───── Data for analysis ─────

PR #8504, opened 2026-03-17
feat(core): add firebase-scrypt legacy hash support

synchrone:
## Summary
Adds support for importing users, exported from Google Firebase Authentication service, with their passwords [hashed using a non-standard scrypt algorithm](https://firebaseopensource.com/projects/firebase/scrypt).

## Testing
* Added unit tests with known static values exported from a working firebase instance

## Checklist

- [ ] `.changeset`
- [x] unit tests
- [ ] integration tests

### DIFF
--- a/packages/core/src/utils/password.ts
+++ b/packages/core/src/utils/password.ts
@@ -10,6 +10,7 @@ import assertThat from '#src/utils/assert-that.js';
 
 import passwordEncryptionWorker from '../workers/password-encryption-worker.js';
 
+import { executeFirebaseScryptHash } from './firebase-scrypt.js';
 import { safeParseJson } from './json.js';
 
 type LegacyPassword = {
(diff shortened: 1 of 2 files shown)


packages/core/src/utils/password.ts
```diff
@@ -105,6 +162,17 @@ export const parseLegacyPassword = (passwordDigest: string | undefined): LegacyP
...
 };
 
+async function executeFirebaseScryptHash(
+  resolvedArgs: string[],
+  inputPassword: string
+): Promise<string> {
+  const [salt, signerKey, saltSeparator, rounds, memCost] = resolvedArgs;
+  if (!salt || !signerKey || !saltSeparator || !rounds || !memCost) {
+    throw new RequestError({ code: 'password.invalid_legacy_password_format' });
+  }
```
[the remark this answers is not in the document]
synchrone: this seems much different from what existing Pbkdf2 code is doing, so I'll keep it as-is for similarity's sake.

packages/core/src/utils/password.ts
```diff
@@ -119,6 +187,10 @@ export const executeLegacyHash = async (
   const resolvedArgs = args.map((arg) => (arg === '@' ? inputPassword : arg));
   const inputString = resolvedArgs.join('');
 
+  if (isFirebaseScryptAlgorithm(algorithm)) {
+    return executeFirebaseScryptHash(resolvedArgs, inputPassword);
+  }
```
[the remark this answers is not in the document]
synchrone: good call, i updated to use hex encoding for consistency. 
Would rather implement b64 -> hex re-encoding in clientside

packages/core/src/utils/password.test.ts
```diff
@@ -152,6 +152,30 @@ describe('executeLegacyHash', () => {
...
+
+  it('should correctly hash with firebase-scrypt', async () => {
+    const result = await executeLegacyHash(firebaseScryptExpression, 'emaeTiegh7ahn2ai');
+    expect(result).toBe(firebaseScryptExpression.encryptedPassword);
+  });
+
+  it('should reject wrong password with firebase-scrypt', async () => {
+    const result = await executeLegacyHash(firebaseScryptExpression, 'wrong-password');
+    expect(result).not.toBe(firebaseScryptExpression.encryptedPassword);
+  });
```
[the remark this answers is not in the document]
synchrone: this is testing pre-existing coverage, there isn't a material difference in `parseLegacyPassword` whether it's pbkdf2 algorithm or another

packages/core/src/utils/password.ts
```diff
@@ -52,6 +56,57 @@ function parsePbkdf2Salt(salt: string): crypto.BinaryLike {
...
+  password: string,
+  config: {
+    salt: string;
+    signerKey: string;
+    saltSeparator: string;
+    rounds: string;
+    memCost: string;
+  }
+): Promise<string> {
+  const bSalt = Buffer.concat([
```
wangsijie: This does not match Firebase's exported format.

Firebase documents `signerKey`, `saltSeparator`, per-user `salt`, and the stored password hash as base64 values, but this implementation decodes them as hex and returns hex as well. The new test also uses a synthetic hex payload, so it does not prove that a real Firebase export can be imported here.

I verified this against Firebase's documented example: the current logic does not reproduce the published hash from the published base64 inputs.

Can we switch this path to the real Firebase/base64 format and add a test based on the official example or an actual exported record?

packages/core/src/utils/password.test.ts
```diff
@@ -152,6 +152,30 @@ describe('executeLegacyHash', () => {
       new RequestError({ code: 'password.invalid_legacy_password_format' })
     );
   });
+
+  const firebaseScryptExpression = {
```
wangsijie, line 156: Even if we keep this JSON representation, it is not importable through the current admin API.

`POST /users` still validates `passwordDigest` with `string().max(256)`, while this exact `firebase-scrypt` example serializes to 324 characters. So the new test only covers a payload that the public API rejects before it reaches `parseLegacyPassword`.

Can we either relax the API limit or use a representation that fits the existing contract?

packages/core/src/utils/password.ts
synchrone: I have initially done that - but noticed that hex is used everywhere else (also copilot pointed that out), so I switched to hex for uniformity.

I have now reverted back to b64. It's also more compact and efficient for import

packages/core/src/utils/password.test.ts
synchrone: after reverting to base64 encoding - the worst-case combination of hashing parameters fits exactly under 256 char limit. I added the unit test for that

packages/core/src/utils/password.ts
```diff
@@ -52,6 +56,61 @@ function parsePbkdf2Salt(salt: string): crypto.BinaryLike {
...
+ *
+ * Steps:
+ * 1. Decode user salt and project salt separator, concatenate them
+ * 2. Run scrypt KDF with the password and combined salt
+ * 3. AES-256-CTR encrypt the signer key using the derived key (zero IV)
+ * 4. Return the ciphertext as base64
+ *
+ * All inputs (salt, signerKey, saltSeparator) and output are base64-encoded.
+ */
+async function firebaseScryptHash(
```
simeng-li: Since this is a Firebase-specific, non-standard algorithm, it’s better to keep them in a separate folder for easier maintenance.

synchrone: done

─────

- What is being asked -
Find the string "unit" in the entries above. Copy each line where it occurs.

- Solution for this exercise -
* Added unit tests with known static values exported from a working firebase instance
- [x] unit tests
synchrone: after reverting to base64 encoding - the worst-case combination of hashing parameters fits exactly under 256 char limit. I added the unit test for that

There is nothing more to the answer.